A few weeks ago, while I was working on an HAProxy issue related to thread locking contention, I found myself running some tests on a server with an 8-core, 16-thread Intel Xeon W2145 processor that we have in our lab. Although my intention wasn’t to benchmark the proxy, I observed HAProxy reach 1.03 million HTTP requests per second. I suddenly recalled all the times that I’d told people around me, “The day we cross the million-requests-per-second barrier, I’ll write about it.” So, I have to stand by my promise!

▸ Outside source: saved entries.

PR #138, opened 2013-10-13
Add MySQL enum support

aarbrown:
This PR allows a user to create enum columns using MySQL

Usage is as follows:

```
// Normal usage - pass a PHP array in for the 'limit' option
$this->addColumn('column_name', 'enum', array('limit' => array('value1', 'value2'))

// or create a blank enum (not sure why you would do this, but it is supported since MySQL supports it)
$this->addColumn('column_name', 'enum', array('limit' => array())

// creating an enum column and not specifying a limit will throw a PDOException
$this->addColumn('column_name', 'enum')
```

### DIFF
--- a/src/Phinx/Db/Adapter/MysqlAdapter.php
+++ b/src/Phinx/Db/Adapter/MysqlAdapter.php
@@ -659,7 +659,7 @@ class MysqlAdapter extends PdoAdapter implements AdapterInterface
                 return array('name' => 'tinyint', 'limit' => 1);
                 break;
             case 'enum':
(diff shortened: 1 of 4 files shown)


shadowhand:
This PR is broken in several ways:

1. it adds `enum` as an accepted column type, but does not declare a matching `PHINX_TYPE_ENUM` for it
2. it abuses `limit` to inject the enum constraints
3. it has many unrelated whitespace changes
4. it is out of date

As such, I am closing this. Please create a new PR if the functionality is still desired.

PR #239, opened 2014-04-29
Feature/config schema postgres

rsdevigo:
This makes it possible to define a schema for the log table is created.


shadowhand:
Looks like it was merged, but the PR never closed. Thanks!

PR #256, opened 2014-05-25
Adds an optional bind param Adapter::execute()

cyrusboadway:
This is a _proposal_, with none of the necessary additional test coverage (though the implementation does pass current tests).

The migration `::execute()` method does a simple `PDO::exec()` call for the implemented adapters. Unfortunately, that means the query's parameter escaping has to be done manually (`sprinf` might build a query, but that doesn't give some people a satisfactory way to write a custom migration).

Now, the following is valid:

```php
class SomeMigration extends AbstractMigration{
    public function up(){
        $params = array(         // array keys are the bind names
            'strColVal' => 'foo',    // default as string
            'intColVal' => array(    // but you can specify a type if you pass an array with 'value' and optionally 'type'
                'value' => 6,
                'type'  => static::PHINX_PARAM_INT,
            ),
        );
        $sql = 'INSERT INTO test(intCol, strCol) VALUE(:intColVal, :strColVal)';
        $this->execute($sql, $params); 
    }
}
```

__Change list:__

- Changes `::execute()` return value to `bool` from `int`. It previously returned the # rows affected, but was not internally used anywhere (output of call never assigned). PDO prepared statement returns boolean for success, so it was a convenience change.
- Adds a `array $params = null` property to the `MigrationInterface` and `AdapterInterface`.
- Adds a method to convert generalized bind PARAM types (defined in constants) to adapter specific PARAM types (i.e. to `\PDO::PARAM_*`).
- Updates adapters: PDO adapter in particular to run `PDO::exec()` if no properties are assigned (previous behaviour, and therefore supports complete backwards compatibility), and runs the query as prepared statements with the `binds` are defined.


shadowhand:
@cyrusboadway any progress on updating this?

cyrusboadway:
@shadowhand I'll take a swing at it over the weekend. Should have something late Sunday.

robmorgan:
I'm closing this in favour of #486.

PR #259, opened 2014-06-06
A new command LOG to display last SQL queries

solo-framework:
I suggest a new command to display SQL queries which occured since the last migration. It can be usefull to track changes in database during development.

**$phinx log** - shows all SQL commands from the last migration moment for now
**$phinx log --u** shows unique SQL queries only
**$phinx log --d** Clear MySQL binary log

Workflow is:
 * Clear binary log if you need with **$phinx log --d** (I usually clean this one because it more convenient for me otherwise I have a deal with a large data)
 * Do same changes in database: alter tables, modify data, etc.
 * At the moment when you have decided to create a new migration, you can get all your SQL queries in order to easier writing the migration. Just run **$phinx log** and see the result.

Ensure you MySQL user has proper permission to RESET MASTER command.
To get details see http://dev.mysql.com/doc/refman/5.0/en/binary-log.html


robmorgan:
I'm closing this until I see more interest from the community.

PR #268, opened 2014-07-10
MySQL createDatabase with charset/collation from config

speroshiropetto:
When first using `createDatabase()`, I had `charset: utf8mb4` in `phinx.yml` and made the assumption `charset` was passed along beyond the connection dns #134. So when setting the collation `$this->createDatabase('newDb', array('collation' => 'utf8mb4_unicode_ci'));`, it naturally produced an syntax error without being accompanied by `'charset' => 'utf8mb4'`.

    [PDOException]
    SQLSTATE[42000]: Syntax error or access violation: 1253 COLLATION 'utf8mb4_unicode_ci'
    is not valid for CHARACTER SET 'utf8'

Changes that I would propose...

Under MySQL, `createDatabase()` would look to both the options array passed as well as the `phinx.yml` configuration file for `charset` & `collation`. If neither exist, it defaults to `utf8` and the default collation of the character set.

* Looks to `phinx.yml` configuration to set charset & collation if supplied
during `createDatabase()`.
* Passed attributes in array will override configuration parameters.
* Leaving both off will default
* Added `collation: utf8_general_ci` to default `phinx.yml` and Docs


robmorgan:
This can be closed as the MysqlAdapter now supports a `collation` option.

PR #275, opened 2014-07-24
Allow to use one manager to module based migrations

Komanc:
I have few modules. Each of them should have own migrations. When I create manager instance for each module it tooks too long time. I needed change schema table on the fly per each module.

```php
    public function install()
    {
        $config = $this->getPhinxConfig();
        $environment = $config->getEnvironment('module_migrate');
        $migrationTable = $environment['default_migration_table'];
        $this->manager->setConfig($config);
        $this->manager->switchSchemaTableName('module_migrate', $migrationTable);

        // migrate to the latest version
        $this->manager->migrate('module_migrate');
        $this->manager->reset();
    }
```


robmorgan:
closing in favour of #488.

PR #277, opened 2014-07-27
Change the way to get migration template on Create and Abstract commands

anyeloamt:
Currently I need to use a custom migration template for the create command. With this change I can override this method to return my custom template.


shadowhand:
Sorry it took so long to get this merged!

PR #300, opened 2014-09-04
Added support for char datatype

dingels35:


JCMais:
Just a heads up, the docs have no mention to the ``char`` type.

pburkind:
Still not mentioned in the docs

PR #317, opened 2014-09-23
Do not force sqlite database extension .sqlite3

amorce:
sqlite database file extension must be choose by the developper not by phinx


shadowhand:
Replaced by #392.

I wanted to see how that would scale on more cores. I had got access to some of the new Arm-based AWS Graviton2 instances which provide up to 64 cores. To give you an idea of their design, each core uses its own L2 cache and there’s a single L3 cache shared by all cores. You can see this yourself if you run lscpu on one of these machines, which will show the number of cores and how caches are shared:
I had been extremely impressed by them, especially when we were encouraged by @AGSaidi to switch to the new Arm Large System Extensions (LSE) atomic instructions, for which we already had some code available but never tested on such a large scale, and which had totally unlocked the true power of these machines. So that looked like a fantastic opportunity to combine everything and push our benchmarks of HAProxy to the next level! If you are compiling HAProxy with gcc 9.3.0, include the flag -march=armv8.1-a to enable LSE atomic instructions. With gcc version 10.2.0, LSE is enabled by default.